Riding the Wave and Willawonta — Part One

Surreal digital art of a kitchen faucet pouring glowing crystalline rings into deep space.

Riding The Wave

Most of the time, attention is spread wide—taking in a broad field without precision.

Imagine a megaphone. From the small end, sound is focused, then expands outward. Now reverse it—like an earpiece. A wide field is gathered and funneled inward to a single point.

Attention works the same way.

We can test this directly. Look straight ahead and hold your hands out to the sides, wiggling your fingers. Without moving your eyes, slowly move your hands farther outward. You’ll still notice the wiggling—almost out to 160 degrees.

The field is wide.

But attention usually narrows to a small center. And when it narrows, everything else drops away.

That’s where the wave comes in.

Instead of focusing on things, attention shifts to movement itself.

The breath becomes a wave—rising, arriving, receding. Like the ocean, each wave comes in and meets the shore. That meeting point is now.

Watching water from a faucet, the same thing appears. The flow has a certain speed, and that speed feels like the speed of now.

But the key is this:

whatever is moving defines the sense of now.

Not the object, not the story about it—the movement.

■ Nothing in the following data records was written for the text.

PR #4874, opened 2022-12-27
add an endpoint for sending statistics (when enabled)

### LINKED ISSUE #4860: Add an API endpoint for experimental features
Add a new endpoint to collect stats about experimental features usage when stats are enabled. 

`POST statistics/`

talSofer:
closes #4860

This endpoint aims to simplify experiments and, when enabled, collect statistics about feature usage in their very first steps. even before a new API that provides a capability is defined. 

### How was this tested 
* Unit tests 
* Manually tested that the endpoint is reachable 
* Tested manually that events are sent to a mock server


api/swagger.yml
```diff
@@ -1138,6 +1138,23 @@ components:
...
 
+    UsageEvent:
+      type: object
+      properties:
+        class:
+          description: stats event class
+          type: string
+        name:
+          description: stats event name
+          type: string
```
arielshaqed, line 1149: I am not sure what these two are.  Perhaps an example might clarify this documentation?

api/swagger.yml
```diff
@@ -3783,3 +3800,29 @@ paths:
...
+      summary: report usage event
+      requestBody:
+        required: true
+        content:
+          application/json:
+            schema:
+              $ref: "#/components/schemas/UsageEvent"
+      responses:
+        204:
+          description: reported succssfully
```
arielshaqed, line 3818: Nit:
```suggestion
          description: reported successfully
```

api/swagger.yml
```diff
@@ -3783,3 +3800,29 @@ paths:
...
+      tags:
+        - statistics
+      operationId: reportUsageEvent
+      summary: report usage event
+      requestBody:
+        required: true
+        content:
+          application/json:
+            schema:
+              $ref: "#/components/schemas/UsageEvent"
```
arielshaqed, line 3815: I would like to be able to report multiple events in one message.  Not entirely sure why, but most stats reporting APIs that I know of allow collecting this.  The schema change will just be to pass a list of UsageEvents.

pkg/api/controller.go
```diff
@@ -3635,6 +3636,57 @@ func (c *Controller) GetLakeFSVersion(w http.ResponseWriter, r *http.Request) {
...
+		writeError(w, r, http.StatusBadRequest, "invalid usage class: cannot use an empty string")
+		return
+	}
+
+	if usageName == "" {
+		writeError(w, r, http.StatusBadRequest, "invalid usage name: cannot use an empty string")
+		return
+	}
+
+	if usageCount <= 0 {
```
arielshaqed, line 3658:
```suggestion
	if usageCount < 0 {
```
In some cases it might be easier to allow 0... despite it lowering performance :-/

pkg/api/controller.go
```diff
@@ -3635,6 +3636,57 @@ func (c *Controller) GetLakeFSVersion(w http.ResponseWriter, r *http.Request) {
...
+		Name:       usageName,
+		Repository: "",
+		Ref:        "",
+		SourceRef:  "",
+		UserID:     user.Username,
+		Client:     client,
+	}
+	for i := 0; i < body.Count; i++ {
+		c.Collector.CollectEvent(ev)
+	}
```
arielshaqed, line 3675: This will be very inefficient.  Can we change the collector interface to allow counts?

pkg/api/controller.go
arielshaqed, line 3658:
```suggestion
	if usageCount < 0 {
```
In some cases it might be easier to allow 0... despite it lowering performance :-/

arielshaqed (approved):
Nice...

Please consider adding a prefix to the reported event class, perhaps `experimental/` or `external/`.  I am somewhat unhappy that it will be so easy for a user to report events that we _do_ care about.

pkg/api/controller_test.go
```diff
@@ -3463,3 +3463,89 @@ func TestController_ClientDisconnect(t *testing.T) {
...
+
+	tests := []struct {
+		name               string
+		usageClass         string
+		usageName          string
+		usageCount         int
+		expectedStatusCode int
+	}{
+		{
+			name:               "single-event",
```
nopcoder, line 3479: Use '_' or space (that go test will turn to _) instead of '-'.

pkg/api/controller_test.go
```diff
@@ -3463,3 +3463,89 @@ func TestController_ClientDisconnect(t *testing.T) {
...
+
+	for _, tt := range tests {
+		t.Run(tt.name, func(t *testing.T) {
+			resp, err := clt.ReportUsageEventWithResponse(ctx, api.ReportUsageEventJSONRequestBody{
+				Class: tt.usageClass,
+				Name:  tt.usageName,
+				Count: tt.usageCount,
+			})
+			if err != nil {
+				t.Fatal(err, "cannot perform report usage event")
```
nopcoder, line 3530:
```suggestion
				t.Fatalf("ReportUsageEven failed: %s", err)
```

pkg/api/controller_test.go
```diff
@@ -3463,3 +3463,89 @@ func TestController_ClientDisconnect(t *testing.T) {
...
+			}
+
+			if resp.StatusCode() != tt.expectedStatusCode {
+				t.Fatal(err, "expected status code %d, but got %d", tt.expectedStatusCode, resp.StatusCode())
```
nopcoder, line 3534: (No `err`)
```suggestion
				t.Fatalf("ReportUsageEven status code: %d, expected: %d", resp.StatusCode(), tt.expectedStatusCode)
```

pkg/api/controller_test.go
```diff
@@ -3463,3 +3463,89 @@ func TestController_ClientDisconnect(t *testing.T) {
...
+			}
+
+			// For successful requests, verify the expected events were sent
+			if tt.expectedStatusCode == http.StatusNoContent {
```
nopcoder, line 3538: You can keep this expression result as boolean and match it to the lookup you are running.
So, when status code NoContent is returned we match found==true. When status code is not something else found == false.
This way we will verify we do not post usage in case of an error.

pkg/api/controller_test.go
```diff
@@ -3463,3 +3463,89 @@ func TestController_ClientDisconnect(t *testing.T) {
...
+				var eventsOfClass []*stats.Event
+				for _, ev := range deps.collector.Events {
+					if ev.Class == tt.usageClass {
```
nopcoder, line 3541: The loop should go ver the event and count the number (no need to collect them) of events that match the test class and name.
So after the loop the number will match the test count for sucessfull code or zero for none.
(When collector will support event reporting with count, it will be a single match lookup, so it will simplify the loop)

pkg/api/controller_test.go
```diff
@@ -3463,3 +3463,89 @@ func TestController_ClientDisconnect(t *testing.T) {
...
+						eventsOfClass = append(eventsOfClass, ev)
+					}
+				}
+				if len(eventsOfClass) != tt.usageCount {
+					t.Fatal(err, "wrong number of events sent, expected=%d but actual=%d", tt.usageCount, len(eventsOfClass))
```
nopcoder, line 3546: - No `err`
- Use Fatalf to format - Fatal does not format %d and etc.

nopcoder (changes requested):

nopcoder:
> closes #4860
> 
> This endpoint aims to simplify experiments and, when enabled, collect statistics about feature usage in their very first steps. even before a new API that provides a capability is defined.

The original issue with include implementation detail (path) should be updated too.

talSofer:
FYI @NoyDavidson2, we are adding a direct way to send statistics to allow experimenting with features at their very first stages. This means that we see new event classes and names internally.  I'll follow up with you on the first use we are planning for it

pkg/api/controller.go
arielshaqed: Sure.  Say you add a feature to find all Deltas in my repo and you can do it through the existing API.  It makes sense for the GUI to report _how many_ Deltas it found.  Why should the API make you check that you found any Deltas before you're allowed to report how many you've found?

arielshaqed (commented):
Just some examples :-)

Still approving, but agree with @nopcoder 's comments about adding count to the collector interface - it could load the server side.

pkg/api/controller.go
talSofer: done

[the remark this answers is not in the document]
talSofer: done

pkg/api/controller_test.go
talSofer: Changed this, but the collector interface I created looks a bit different than what (I think you imagined)

api/swagger.yml
```diff
@@ -3783,3 +3810,29 @@ paths:
           $ref: "#/components/responses/NotFound"
         default:
           $ref: "#/components/responses/ServerError"
+
+  /statistics:
+    post:
+      tags:
+        - statistics
+      operationId: sendStatsEvents
+      summary: send stats events
```
nopcoder, line 3819: If it is not too much - can we call it postStatsEvents - old convention: usually send means it will happen now and post means it will be. (will have to address it also in the collector API)
but I think it will make the caller more aware when to expect it.

pkg/api/controller.go
```diff
@@ -3635,6 +3636,51 @@ func (c *Controller) GetLakeFSVersion(w http.ResponseWriter, r *http.Request) {
...
+
+		if statsEv.Name == "" {
+			writeError(w, r, http.StatusBadRequest, "invalid value: name is required")
+			return
+		}
+
+		if statsEv.Count < 0 {
+			writeError(w, r, http.StatusBadRequest, fmt.Sprintf("invalid usage count=%d", statsEv.Count))
+			return
+		}
```
nopcoder, line 3661: Think we should loop and validate the data first.
In the current implementation it means that part of the data will be handled and than we get an error.

pkg/api/controller.go
```diff
@@ -3635,6 +3636,51 @@ func (c *Controller) GetLakeFSVersion(w http.ResponseWriter, r *http.Request) {
...
+
+		client := httputil.GetRequestLakeFSClient(r)
```
nopcoder, line 3663: pull out of the loop - required once

pkg/api/controller.go
```diff
@@ -3635,6 +3636,51 @@ func (c *Controller) GetLakeFSVersion(w http.ResponseWriter, r *http.Request) {
...
+			return
+		}
+
+		if statsEv.Name == "" {
+			writeError(w, r, http.StatusBadRequest, "invalid value: name is required")
+			return
+		}
+
+		if statsEv.Count < 0 {
+			writeError(w, r, http.StatusBadRequest, fmt.Sprintf("invalid usage count=%d", statsEv.Count))
```
nopcoder, line 3659: no need to specify the value the user posted
```suggestion
			writeError(w, r, http.StatusBadRequest, "invalid value: count must be a positive integer starting from 1")
```

pkg/api/controller_test.go
```diff
@@ -3463,3 +3463,127 @@ func TestController_ClientDisconnect(t *testing.T) {
...
+			}
+
+			// For successful requests, verify the expected events were sent
+			if tt.expectedStatusCode == http.StatusNoContent {
+				for _, sentEv := range tt.events {
+					var eventsOfClass int
+					for _, collectedEv := range deps.collector.Events {
+						if collectedEv.Class == sentEv.Class {
+							eventsOfClass++
+						}
```
nopcoder, line 3580: we need to add the count that we found in the map

pkg/api/controller_test.go
```diff
@@ -3463,3 +3463,127 @@ func TestController_ClientDisconnect(t *testing.T) {
...
+			if err != nil {
+				t.Fatalf("SendStatsEvents failed: %s", err)
+			}
+
+			if resp.StatusCode() != tt.expectedStatusCode {
+				t.Fatalf("SendStatsEvents status code: %d, expected: %d", resp.StatusCode(), tt.expectedStatusCode)
+			}
+
+			// For successful requests, verify the expected events were sent
+			if tt.expectedStatusCode == http.StatusNoContent {
```
nopcoder, line 3574: I think we can remove the check to validate that we didn't find any event that match the class/name.
It will require `expectedCount` that we will match the "count" of event we found.

pkg/api/controller_test.go
```diff
@@ -3463,3 +3463,127 @@ func TestController_ClientDisconnect(t *testing.T) {
...
+				for _, sentEv := range tt.events {
+					var eventsOfClass int
+					for _, collectedEv := range deps.collector.Events {
+						if collectedEv.Class == sentEv.Class {
```
nopcoder, line 3578: I would match the class and name to verify we post the right event

pkg/stats/collector.go
```diff
@@ -26,6 +26,7 @@ const (
 
 type Collector interface {
 	CollectEvent(ev Event)
+	CollectEvents(ev Event, count uint64)
```
nopcoder, line 29: 1. Why not use `int`?
2. Can we just update `Event` to include `Count`?

pkg/stats/collector.go
```diff
@@ -217,8 +223,8 @@ func (s *BufferedCollector) getInstallationID() string {
 	return s.installationID
 }
 
-func (s *BufferedCollector) incr(k Event) {
-	s.cache[k]++
+func (s *BufferedCollector) incr(k EventWithCount) {
```
nopcoder, line 226: As I see it we cloud update `Event` to include count. But we added `EventWithCount` - Any reason?
In this case I'll keep `incr` current signature that accepts `Event` and increment just 1 and add `add` or `update` method that will accept `EventWithCount`.

pkg/api/serve_test.go
```diff
@@ -57,10 +57,16 @@ type memCollector struct {
...
 }
 
-func (m *memCollector) CollectEvent(ev stats.Event) {
+func (m *memCollector) CollectEvents(ev stats.Event, count uint64) {
 	m.mu.Lock()
 	defer m.mu.Unlock()
-	m.Events = append(m.Events, &ev)
+	for i := 0; i < int(count); i++ {
+		m.Events = append(m.Events, &ev)
+	}
```
nopcoder, line 65: This is the loop we had in the controller - I think it should be handled the same way - remove it in favor of reporting / update the event's count.

nopcoder (changes requested):

pkg/api/controller_test.go
talSofer: done

pkg/api/controller_test.go
talSofer: removed the condition

pkg/api/controller_test.go
talSofer: done

pkg/stats/collector.go
talSofer: done

api/swagger.yml
talSofer: done

pkg/api/controller.go
```diff
@@ -3656,11 +3656,13 @@ func (c *Controller) SendStatsEvents(w http.ResponseWriter, r *http.Request, bod
 		}
 
 		if statsEv.Count < 0 {
-			writeError(w, r, http.StatusBadRequest, fmt.Sprintf("invalid usage count=%d", statsEv.Count))
+			writeError(w, r, http.StatusBadRequest, fmt.Sprintf("invalid value: count must be a positive integer"))
```
arielshaqed, line 3659:
```suggestion
			writeError(w, r, http.StatusBadRequest, fmt.Sprintf("invalid value: count %d must be a non-negative integer", statsEv.Count))
```

arielshaqed (approved):
Thanks!

Note some scary "check failure" annotations now appear on pkg/api/serve.go; not sure why.

nopcoder (changes requested):

pkg/api/controller.go
```diff
@@ -3635,6 +3636,53 @@ func (c *Controller) GetLakeFSVersion(w http.ResponseWriter, r *http.Request) {
...
+			return
+		}
+
+		if statsEv.Name == "" {
+			writeError(w, r, http.StatusBadRequest, "invalid value: name is required")
+			return
+		}
+
+		if statsEv.Count < 0 {
+			writeError(w, r, http.StatusBadRequest, fmt.Sprint("invalid value: count must be a non-negative integer"))
```
nopcoder, line 3659: You need to remove the call to Sprint - you do not format anything - waste of call

pkg/api/controller_test.go
```diff
@@ -3463,3 +3463,132 @@ func TestController_ClientDisconnect(t *testing.T) {
...
+		t.Run(tt.name, func(t *testing.T) {
+			resp, err := clt.PostStatsEventsWithResponse(ctx, api.PostStatsEventsJSONRequestBody{
+				Events: tt.events,
+			})
+			if err != nil {
+				t.Fatalf("SendStatsEvents failed: %s", err)
+			}
+
+			if resp.StatusCode() != tt.expectedStatusCode {
+				t.Fatalf("SendStatsEvents status code: %d, expected: %d", resp.StatusCode(), tt.expectedStatusCode)
```
nopcoder, line 3578:
```suggestion
				t.Fatalf("PostStatsEvents status code: %d, expected: %d", resp.StatusCode(), tt.expectedStatusCode)
```

pkg/api/controller_test.go
```diff
@@ -3463,3 +3463,132 @@ func TestController_ClientDisconnect(t *testing.T) {
...
+		},
+	}
+
+	for _, tt := range tests {
+		t.Run(tt.name, func(t *testing.T) {
+			resp, err := clt.PostStatsEventsWithResponse(ctx, api.PostStatsEventsJSONRequestBody{
+				Events: tt.events,
+			})
+			if err != nil {
+				t.Fatalf("SendStatsEvents failed: %s", err)
```
nopcoder, line 3574:
```suggestion
				t.Fatalf("PostStatsEvents failed: %s", err)
```

pkg/api/controller_test.go
```diff
@@ -3463,3 +3463,132 @@ func TestController_ClientDisconnect(t *testing.T) {
...
+
+			for i, sentEv := range tt.events {
+				var collectedEventsCount int
+				for _, collectedMetric := range deps.collector.Metrics {
+					if collectedMetric.Event.Class == sentEv.Class && collectedMetric.Event.Name == sentEv.Name {
+						collectedEventsCount += int(collectedMetric.Value)
+					}
+				}
+				if collectedEventsCount != tt.expectedEventCounts[i] {
+					t.Fatalf("SendStatsEvents events for class %s count: %d, expected: %d", sentEv.Class, collectedEventsCount, sentEv.Count)
```
nopcoder, line 3589:
```suggestion
					t.Fatalf("PostStatsEvents events for class %s count: %d, expected: %d", sentEv.Class, collectedEventsCount, sentEv.Count)
```

pkg/api/controller_test.go
```diff
@@ -3463,3 +3463,132 @@ func TestController_ClientDisconnect(t *testing.T) {
...
+					Class: "single_event_count_gt_1",
+					Name:  "name",
+					Count: 3,
+				},
+			},
+			expectedEventCounts: []int{3},
+			expectedStatusCode:  http.StatusNoContent,
+		},
+		{
+			name: "multiple_events",
```
nopcoder, line 3502: Multiple events can hold the same class/name - we need to test it.
In order to test it I think you want to describe the expected events count as a map and not an array - we like to count the stats collector after posting the event and match the map that sums the total of each event type (class/name) to the expected count.

nopcoder (changes requested):

pkg/api/controller_test.go
talSofer: Added tests and modified structures accordingly

nopcoder (approved):
LGTM!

We usually get pulled into the story—what is happening, what it means. But underneath that, there is always the movement of it.

The wave is always there.

Breath moving. Water flowing. Body shifting. Sound changing.

If attention rests in the movement instead of the thing, the sense of now becomes continuous.

Like catching a wave while surfing—you don’t analyze it, you move with it.

You let it carry you.

The water, the changing images, the shifting sounds—just reminders.